Я начал бегать летом 1987 г в Калгари, в предолимпийский сезон. Джордж Кингстон, мой друг и помощник в олимпийской команде 1984 года, бегал постоянно, редко пропуская день. В тот год мы начали бегать вместе, отправляясь в длинные пробежки по 15–20 километров, которые мы рассматривали как легкий разминочный бег. В те моменты я, бывало, думал про себя — когда же мы повернем обратно? А 1 августа того года я решил себя проверить — смогу ли я бегать каждый день в течение целого календарного года. Я хотел сделать это для себя и хотел подать пример хоккеистам, чтобы, слыша мои разговоры о поддержании формы и выполняя изнурительные наземные упражнения, они знали, что я и сам тоже упорно работаю. Таким образом, я пробегал целый год и затем решил: «Не брошу. Буду продолжать». Мне нравится бегать. Моей жене удивительно как я встаю по утрам и выскакиваю за дверь, накинув спортивный костюм и кроссовки. Я считаю, что бег дает лечебный эффект. У меня бывали невероятные пробежки и я видел невероятные вещи за многие годы занятий бегом, включая мой участок проноса олимпийского огня в Олд Коуве, провинция Нова Скотия, под дождем, перед началом Олимпиады-88.
Я считаю также, что собственное стремление к поддержанию формы помогает устанавливать доверие. Я не прошу своих хоккеистов делать что-либо для обретения формы, чего я не готов делать сам.
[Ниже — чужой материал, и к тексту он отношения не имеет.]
PR #80, opened 2015-05-08
Added Node::GetChildrenWithName

mattbenic:


Source/Atomic/Scene/Node.cpp
```diff
@@ -958,6 +958,32 @@ void Node::GetChildren(PODVector<Node*>& dest, bool recursive) const
         GetChildrenRecursive(dest);
 }
 
+void Node::GetChildrenWithName(PODVector<Node*>& dest, const String& name, bool recursive) const
+{
+	GetChildrenWithName(dest, StringHash(name), recursive);
+}
+
+void Node::GetChildrenWithName(PODVector<Node*>& dest, const char* name, bool recursive) const
```
JoshEngebretson: Just a note, I believe this overload exists to resolve ambiguity between the String& and StringHash overloads when passing a quoted string, as it chooses String, I don't think we need the StringHash nameHash overload at all as this is searching by name which shouldn't be hashed (like a type's name)

Source/Atomic/Scene/Node.cpp
```diff
@@ -958,6 +958,32 @@ void Node::GetChildren(PODVector<Node*>& dest, bool recursive) const
...
+
+void Node::GetChildrenWithName(PODVector<Node*>& dest, StringHash nameHash, bool recursive) const
+{
+	dest.Clear();
+
+	if (!recursive)
+	{
+		for (Vector<SharedPtr<Node> >::ConstIterator i = children_.Begin(); i != children_.End(); ++i)
+		{
+			if ((*i)->GetNameHash() == nameHash)
```
JoshEngebretson: Fast string compare, so the StringHash overload is indeed needed.

JoshEngebretson:
Thanks!  This is now on master, https://github.com/AtomicGameEngine/AtomicGameEngine/pull/85

There are actually quite few cases of methods taking arrays like this so questionable adding to JSBind, will keep thinking about passing arrays.

PR #82, opened 2015-05-10
Fixed binding of android and web platform on windows

marynate:
- JSBind should use OpenGL Graphics module when building Android and Web platform on windows


JoshEngebretson:
Great, thanks! :+1:

PR #86, opened 2015-05-11
Fix android build on windows

marynate:
- Fixed compile errors when building android player on windows
- Build is successful, but haven't been tested on android device or emulator


JoshEngebretson:
Hello, we're you able to build Android on Windows using master?  In theory this should work as applied similar fixes while getting CI working.  However, I have not tried building Android using NDK on Windows.

Thanks :)

marynate:
The master branch build just fine now on Windows. Great job!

С некоторыми игроками такая философия дает результат. Другие впечатляются меньше. Многие думают, что я сошел с ума. Некоторые полагают, что я слишком целенаправлен. Они говорят: «Вот еще один пример человека, который никогда не расслабляется». Но я считаю, что мое поведение влияло на нашу команду в 1987-88 г.г. — потому что ни один хоккеист не высказал недовольства по поводу того, как много мы работали в тот год.